If yes, what is the rate? Is it the same as the Responses API file_search tool ($2.50 per 1,000 calls)?
Same per-use rate as Responses. When you call the endpoint yourself, you incur the single-use cost. If you use an AI with the file_search tool, it might decide to make multiple “uses” for you..
The big cost of an embeddings-based vector store is paying the up-front costs of the ingesting of files. Then after that, the single embeddings query calls are very cheap. OpenAI switches this up with low barrier, where they recover their costs of providing you no-cost vector store creation with daily storage fees, per call fee, and the large context placement into an AI model if using as tool.
Assistants didn’t have a usage fee for file search, but of course you didn’t have direct access to the results nor could you write your own query. It’s being shut off next year.

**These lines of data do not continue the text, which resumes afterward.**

PR #357, opened 2026-03-26
fix: add updated era codes to EthiopicHelper

kabaros:
This adds the updated era codes for Ethiopic calendar to reflect the updates in CLDR48 https://cldr.unicode.org/downloads/cldr-48#identifiers

Dealing with Ethiopian calendars started failing in the polyfill in versions of node after 20.19 (and after recent browser updates in Firefox) as ICU updated the era codes: https://unicode-org.atlassian.net/browse/ICU-23167. In the polyfill code, the `ecamscript` module seems to delegate to call the `calendar` module passing the updated era code, but the `calendar` module then can't match the era code failing with `RangeError: Era am (ISO year 2016) was not matched by any era`. 

We observed the failure on CI first as node updated the ICU, but then it started failing on Firefox after an update. It currently works on Chrome stable, but fails with the same error on Canary: https://developers.dhis2.org/demo/?path=/story/calendarinput--ethiopic-with-amharic

### DIFF
--- a/lib/calendar.ts
+++ b/lib/calendar.ts
@@ -1934,8 +1934,13 @@ class CopticHelper extends OrthodoxBaseHelper {
 class EthiopicHelper extends OrthodoxBaseHelper {
   constructor() {
     super('ethiopic', [
-      { code: 'ethioaa', names: ['ethiopic-amete-alem', 'mundi'], isoEpoch: { year: -5492, month: 7, day: 17 } },
-      { code: 'ethiopic', names: ['incar'], isoEpoch: { year: 8, month: 8, day: 27 }, anchorEpoch: { year: 5501 } }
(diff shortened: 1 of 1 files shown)


kabaros:
@ptomato I'd appreciate a review please for this one as it completely broke the Ethiopian calendar for us (or a workaround if there is one!) .. thank you in advance 🙏🏿

fabon-f:
@kabaros 
Sorry to advertise my project here, but FYI I made another polyfill supporting the latest spec including era codes of Ethiopian. You can use it for now:
https://github.com/fabon-f/temporal-polyfill-lite (You need to use `temporal-polyfill-lite/calendars-full` entry point for non-ISO calendars)

ptomato (approved):
Thanks. I intend to get the polyfill updated in the next few days to match the status of the proposal at the time of moving to stage 4, and I'll rebase and merge this afterwards.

I haven’t been able to confirm this on my end yet. When I tested client.vector_stores.search() myself, I couldn’t find where these calls are reflected in my API usage dashboard.
I checked:
Usage > File Searches — shows 1 request, but this was from a Responses API file_search call, not from the direct client.vector_stores.search() call
The issue was that I was filtering by API key in the usage dashboard. When I cleared the filter, the calls showed up correctly. Strangely, filtering by API key only shows Responses API file_search calls, not direct client.vector_stores.search() calls.